** Task directions **
What number of lines in the records below hold the word "mkosi"? Give that number alone.

[Stored items]
Start of Block
PR #4053, opened 2025-12-10
Treat broken symlinks as missing in kmod/fw resolution

LaurenceKiln:
on fedora `linux-firmware` creates a symlink to a module which is provided by another package, without depending on that package.

If you set a `FirmwareFiles=` glob that matches, or a `KernelModules=` glob that brings in the modules that depends on this firmware, the non-existent path can reach `make_cpio` and cause it to die when called by `build_kernel_modules_initrd`

### DIFF
--- a/mkosi/kmod.py
+++ b/mkosi/kmod.py
@@ -276,12 +276,13 @@ def resolve_module_dependencies(
                 depends.update(normalize_module_name(d) for d in value.split() if not d.endswith(":"))
 
             elif key == "firmware":
-                if (Path("usr/lib/firmware") / value).exists():
+                if (Path("usr/lib/firmware") / value).resolve().exists():
                     firmware.add(Path("usr/lib/firmware") / value)
 
                 glob = "" if value.endswith("*") else ".*"
-
-                firmware.update(Path("usr/lib/firmware").glob(f"{value}{glob}"))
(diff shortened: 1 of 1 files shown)


mkosi/kmod.py
```diff
@@ -276,12 +276,13 @@ def resolve_module_dependencies(
...
-                if (Path("usr/lib/firmware") / value).exists():
+                if (Path("usr/lib/firmware") / value).resolve().exists():
                     firmware.add(Path("usr/lib/firmware") / value)
 
                 glob = "" if value.endswith("*") else ".*"
-
-                firmware.update(Path("usr/lib/firmware").glob(f"{value}{glob}"))
+                found = list(Path("usr/lib/firmware").glob(f"{value}{glob}"))
+                found = [fw for fw in found if fw.resolve().exists()]
+                firmware.update(found)
```
```suggestion
                firmware.update(fw for fw in Path("usr/lib/firmware").glob(f"{value}{glob}") if fw.resolve().exists())
```

DaanDeMeyer (changes requested):
This isn't the right way to fix this, we have to make sure we don't add danling symlink targets when we're resolving symlinks.

https://github.com/systemd/mkosi/pull/4054 is the proper fix, I'll close this one.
End of Block
** Your solution **
4